Why The Future Of Manufacturing Could Be Green Goo And Microscopic Bots
Technologies like 3D printing and augmented reality are creating a wave of disruption in the manufacturing industry. Further into the future, bio-manufacturing and nanotechnology await, ready to change manufacturing from the ground up.
The reason is, simply, stuff. Manufacturing, boiled down to a fine sauce, is about putting stuff together. The quality and abilities of the different materials rely on what elements you use and how you combine them. Nanotechnology, including nanobots, and bio-manufacturing have the potential to alter how we produce materials and combine them into parts and/or products.

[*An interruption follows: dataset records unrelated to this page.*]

PR #2383, opened 2026-03-11
fix: neo4j adapter fails explicitly on incomplete credentials

omar-y-abdi:
k


Vasilije1990:
Can you explain what the problem is exactly and show how it fails to anon auth if something is wrong?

The shift would be so profound that some have likened it to the emergence of plastics, semiconductors or even electricity.
Small stuff with a huge impact
Nanotechnology mainly relies on chemical reactions, while bio-manufacturing uses plants and/or other kinds of biological matter (sometimes genetically modified). Both aim to control and manipulate the creation of materials down to the atomic/molecular level. Manipulating matter at such a minute scale makes it possible to create materials with unique physical, chemical or biological properties. For example, some materials will be able to conduct electricity or heat better than anything we know today. Others will be incredibly sturdy, and others again enable more efficient chemical reactions.
While it sounds like manufacturing processes from science fiction, they are very real. Nanocomposites are used in various products, and pharmaceutical companies use bio-manufacturing processes in their production lines.
However, the full impact of these technologies is still some ways off. In the future, they will enhance products ranging from sunscreen to jet engines. They will provide the key to unlocking advances in material performance, longevity for products and boost efficiency in almost all industries, including the likes of construction, electronics, energy, transportation - and manufacturing.
The world of tiny tech and microbots
The scale of nanotechnology is measured in nanometres - a billionth of a meter. For comparison, an average newspaper page is 100,000 nanometres thick. The industry is expected to grow at 16.9 CAGR and reach $12.83 billion by 2021.
That is just the beginning, though. As mentioned earlier, nanotechnology already has a vast variety of possible applications. As the technology develops, the ways it can be employed will continue to grow. Little wonder, then, that the U.S. Government has spent more than $22 billion on researching it.
Nanobots looks like particularly promising. Some nanobots are self-replicating, other capable of combining into structures and others again work like tiny construction robots. Due to their size, it would take literally millions of them to build something like a car engine. However, you would then have control over the manufacturing process on a molecular level.
At a larger scale, a project run by the Self-organizing Systems Research Group at Harvard illustrates how such a construction project would look. The group’s four-wheeled construction robots work in unison and can erect walls by picking up bricks, climbing a wall and laying the bricks. They work similarly to termites. No-one controls them. Instead, they are programmed to work in unison to build a specified design.
The possible applications for such robots are endless and especially useful in connection with construction or manufacturing on a scale where other technologies struggle or in high-risk environments.
Turning on biology’s machines
The use of biology to manufacture new materials and create new abilities is attracting a lot of funding. Pharmaceuticals are using bio-manufacturing to create chemical compounds and medicinal solutions that are difficult and/or expensive to create in other ways. Further afield (pardon the pun), Bayer has invested in technology that aims to programme crops to make them fertilise themselves.
Bio-manufacturing is making strong progress with emerging solutions aimed far beyond pharmaceuticals. U.S. company Zymergen is a good example of this. The company makes new polymers with bio-processes, using genetically engineered microbes. In a recent interview with Plastics News, president of Zymergen’s product business, Richard Pieters, opened up about how the company sees the future for itself as its first product is about to go commercial.
"For example, there are companies trying to make scratch-resistant cell phone screens that are also flexible. You need a new polymer to do that," Pieters said, adding that: "There are thousands of opportunities. We have quite a pipeline of products in development."
Without getting specific, he mentioned areas like electric vehicles, consumer electronics and military products.
Ginko Bioworks illustrates just how excited Silicon Valley is about bio-manufacturing. The biotech startup uses similar technology to Zymergen and makes organisms produce different kinds of fragrances. It has just reached the land of unicorns with a $1 billion valuation.